死に在庫を生き生きとした「ライブ ストック」に スタイリストの挑戦、故郷の長野から全国に

AI要約

長野県上田市でセレクトショップを手掛ける小沢宏スタイリストが考えた"ライブ ストック"というビジネスモデルについて。

"ライブ ストック"は在庫を審美眼を生かしてセレクトし、倉庫に眠っていた"デッド ストック"に命を吹き込んで販売する。

小沢の"逆張り"なアプローチや"雑誌の3D化"という発想がオフプライスストアと一線を画し、"エディストリアル ストア"を上田市から都内へと広げている。

死に在庫を生き生きとした「ライブ ストック」に スタイリストの挑戦、故郷の長野から全国に

故郷の長野県上田市でセレクトショップの「エディストリアル ストア(EDISTORIAL STORE)」を手掛ける、小沢宏スタイリストの「ライブ ストック」という考え方が広がっている。「エディストリアル ストア」は、アパレル企業が倉庫で寝かしている在庫を、小沢のスタイリストとしての審美眼を生かしてセレクトして販売。雑誌のシューティングページのような世界観の演出やミックスコーディネイトで思いを発信しながら、死に在庫だった「デッド ストック」に命を吹き込み、生き生きとした魅力を放つ「ライブ ストック」として販売する。業界人らしい“洋服愛”とスタイリストとして培った人脈やノウハウに基づく小沢の取り組みは、在庫問題に苦慮するアパレルメーカーやディストリビューター、商業施設などの賛同を得て、拡大中。「ライブ ストック」という考え方を発信する「エディストリアル ストア」のビジネスモデルは、上田市から長野県、そして都内へと広がっている。

オフプライスストアと一線を画す、

「逆張り」と「雑誌の3D化」

>「焦り」を感じていたスタイリスト小沢宏が、地元で審美眼を生かして在庫活用のセレクトショップ

小沢が「エディストリアル ストア」を立ち上げた経緯は、上のリンクの通り。アパレルメーカーなどから「新古品(一度は出荷されたが未使用の商品のこと)」を買い取って販売するビジネスモデルは、一般的には「オフプライス」業態と呼ばれるが、小沢は「(オフプライスとは)異なっている」と話す。

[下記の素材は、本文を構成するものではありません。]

PR #4905, opened 2021-04-06
Fix dynamic clip error in box coder for TensorRT

grimoire:
Hi
This PR use `Tensor.clamp(0, 1)` instead of `torch.where` to fix the conversion error on two-stage detection models such as Faster-RCNN.

### DIFF
--- a/mmdet/core/export/onnx_helper.py
+++ b/mmdet/core/export/onnx_helper.py
@@ -21,19 +21,19 @@ def dynamic_clip_for_onnx(x1, y1, x2, y2, max_shape):
     assert isinstance(
         max_shape,
         torch.Tensor), '`max_shape` should be tensor of (h,w) for onnx'
-    h = max_shape[0].to(x1)
-    w = max_shape[1].to(x1)
-    zero = x1.new_tensor(0)
-    # clip by 0
-    x1 = torch.where(x1 < zero, zero, x1)
-    y1 = torch.where(y1 < zero, zero, y1)
-    x2 = torch.where(x2 < zero, zero, x2)
-    y2 = torch.where(y2 < zero, zero, y2)
-    # clip by h and w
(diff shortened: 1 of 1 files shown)


mmdet/core/export/onnx_helper.py
```diff
@@ -21,19 +21,19 @@ def dynamic_clip_for_onnx(x1, y1, x2, y2, max_shape):
...
-    x1 = torch.where(x1 < zero, zero, x1)
-    y1 = torch.where(y1 < zero, zero, y1)
-    x2 = torch.where(x2 < zero, zero, x2)
-    y2 = torch.where(y2 < zero, zero, y2)
-    # clip by h and w
-    x1 = torch.where(x1 > w, w, x1)
-    y1 = torch.where(y1 > h, h, y1)
-    x2 = torch.where(x2 > w, w, x2)
-    y2 = torch.where(y2 > h, h, y2)
+
```
RunningLeon, line 24: could update docstring in line 10
```
...... we have to use torch.where to workaround.
```

RunningLeon (approved):
LGTM

ZwwWayne (approved):

mmdet/core/export/onnx_helper.py
```diff
@@ -21,19 +21,24 @@ def dynamic_clip_for_onnx(x1, y1, x2, y2, max_shape):
...
+    # scale by 1/max_shape
```
ZwwWayne, line 25: Why we must use mask shape to to the scaling here? If it is necessary, we need comments here.

RunningLeon: The reason is mentioned in the docstring.
```
Since torch.clamp cannot have dynamic `min` and `max`, we scale the
      boxes by 1/max_shape and clamp in the range [0, 1].
```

小沢がそう言い切れるのは、スタイリストやフリーの編集者として、長年ファッション誌で活躍してきたキャリアの賜物だろう。まず小沢は、「『エディストリアル ストア』では、時に(当時の)販売価格以上の値段をつけることがある」という。その理由は、「スタイリストならではの『逆張り』」と小沢。「例えばルーズフィット全盛のタイミングで、『いつ、タイトフィットを提案しようか?』と考えて実行するなど、スタイリストは常に時代の先を読んで、『逆張り』している」と続ける。通常のオフプライスストアは、「新古品」を“シーズン落ち”と捉え、価値は下がっているから当時よりも安く販売している。一方の「エディストリアル ストア」は、その「新古品」が再び、もしくは新たに価値を帯び始めるタイミングで販売しようと試みるから、時に価格は当時よりも高くなるというわけだ。